What you will do
Going through the data below, copy out each line where the word "github" shows up.

Data shown
PR #10791, opened 2025-01-24
feat: experimental serialized configuration

ematipico:
#### Description (required)

This PR creates a new page to explain the upcoming `astro:config`, highlighted in the roadmap PR https://github.com/withastro/roadmap/pull/1106

 #### For Astro version: `5.2.0`. See astro PR [#13084](https://github.com/withastro/astro/pull/13084).

PR #10872, opened 2025-02-03
fix: misplaced sentence in `serialized-configuration.mdx`

ArmandPhilippot:
#### Description (required)

This PR moves a sentence that seems misplaced in `serialized-configuration.mdx`.

Looking at #10791, it looks like content was added in the middle of a sentence so I think the following is now misplaced: `so attempting to use them wil raise an error.`

See the original commit: https://github.com/withastro/docs/pull/10791/commits/19abd8087e514a5127506f8e9d14ad97b7247c39


sarah11918 (approved):
Thank you!

PR #11347, opened 2025-04-02
Add session.load

ascorbic:
#### Description (required)

Adds the session.load() method to the experimental flag docs

- Closes #
- Suggested label:


sarah11918 (approved):
Looks great! I do really like the example used in the blog post, and am wondering whether at some future date we could add a similar code example for *all* of these, but not blocking this PR!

Task solution
This PR creates a new page to explain the upcoming `astro:config`, highlighted in the roadmap PR https://github.com/withastro/roadmap/pull/1106
 #### For Astro version: `5.2.0`. See astro PR [#13084](https://github.com/withastro/astro/pull/13084).
See the original commit: https://github.com/withastro/docs/pull/10791/commits/19abd8087e514a5127506f8e9d14ad97b7247c39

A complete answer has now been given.